We are not going to add 30+ seconds (at a minimum!) to every boot to run --rebuilddb.
This request was evaluated by Red Hat Product Management for inclusion in the current release of Red Hat Enterprise Linux. Because the affected component is not scheduled to be updated in the current release, Red Hat is unfortunately unable to address this request at this time.
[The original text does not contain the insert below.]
PR #7094, opened 2021-06-23
SearchRoutePolicies: Use TestRoutePolicies to produce the results

millstein:
Currently SearchRoutePolicies produces a model of the logical constraints representing the results of the analysis and then converts that model into the concrete input and output routes that are returned to the user.  This PR instead uses the model to obtain only the concrete input route and then uses TestRoutePolicies to simulate this route and produce the output route.  Doing so allows us to also return other useful information that TestRoutePolicies produces, notably (soon-to-be-added) execution trace information.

Red Hat invites you to ask your support representative to propose this request, if appropriate and relevant, in the next release of Red Hat Enterprise Linux.
This request was evaluated by Red Hat Product Management for inclusion in a Red Hat Enterprise Linux release. Product Management has requested further review of this request by Red Hat Engineering, for potential inclusion in a Red Hat Enterprise Linux release for currently deployed products. This request is not yet committed for inclusion in a release.
Fixing this requires reimplementing the locking completely. This would be much too invasive for an RHEL5 update and this rather special use case does not justify the risk of other regressions. Closing. Sorry!